## PROBLEM TO SOLVE:
Write out all of the entries exactly as given.
[MATERIAL PROVIDED — start]
PR #6233, opened 2025-08-07
use foc.VERSION in logs

kaixi-wang:

- use foc.VERSION because fo.__version__ in teams will sometimes throw an error that fo has no attribute __version__

- run app locally

        notes for FiftyOne users.

-   [ ] Other

## Summary by CodeRabbit

* **Refactor**
  * Updated internal handling of version information in log entries. No visible changes to end-user functionality.

### DIFF
--- a/fiftyone/core/logging.py
+++ b/fiftyone/core/logging.py
@@ -13,6 +13,7 @@ import sys
 import time
 
 import fiftyone as fo
+import fiftyone.constants as foc
 
 logger = logging.getLogger(__name__)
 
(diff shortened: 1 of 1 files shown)


exupero (commented):
Do we know why the error occurs? Looking at the [current code](https://github.com/voxel51/fiftyone-teams/blob/fa8bd037da501654fa899c35cb896ecbad011e28/fiftyone/__init__.py#L29), `fo.__version__` is just `foc.TEAMS_VERSION`, which is [essentially](https://github.com/voxel51/fiftyone-teams/blob/fa8bd037da501654fa899c35cb896ecbad011e28/fiftyone/constants.py#L54) `importlib.metadata.metadata('fiftyone')['version']`, and if I change `version` to a string that doesn't exist, it just returns None. Where's the error coming from? (Is it only produced by an older version of the code?)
[MATERIAL PROVIDED — finish]
## COMPLETED TASK:
PR #6233, opened 2025-08-07
use foc.VERSION in logs

kaixi-wang:

- use foc.VERSION because fo.__version__ in teams will sometimes throw an error that fo has no attribute __version__

- run app locally

        notes for FiftyOne users.

-   [ ] Other

## Summary by CodeRabbit

* **Refactor**
  * Updated internal handling of version information in log entries. No visible changes to end-user functionality.

### DIFF
--- a/fiftyone/core/logging.py
+++ b/fiftyone/core/logging.py
@@ -13,6 +13,7 @@ import sys
 import time
 
 import fiftyone as fo
+import fiftyone.constants as foc
 
 logger = logging.getLogger(__name__)
 
(diff shortened: 1 of 1 files shown)


exupero (commented):
Do we know why the error occurs? Looking at the [current code](https://github.com/voxel51/fiftyone-teams/blob/fa8bd037da501654fa899c35cb896ecbad011e28/fiftyone/__init__.py#L29), `fo.__version__` is just `foc.TEAMS_VERSION`, which is [essentially](https://github.com/voxel51/fiftyone-teams/blob/fa8bd037da501654fa899c35cb896ecbad011e28/fiftyone/constants.py#L54) `importlib.metadata.metadata('fiftyone')['version']`, and if I change `version` to a string that doesn't exist, it just returns None. Where's the error coming from? (Is it only produced by an older version of the code?)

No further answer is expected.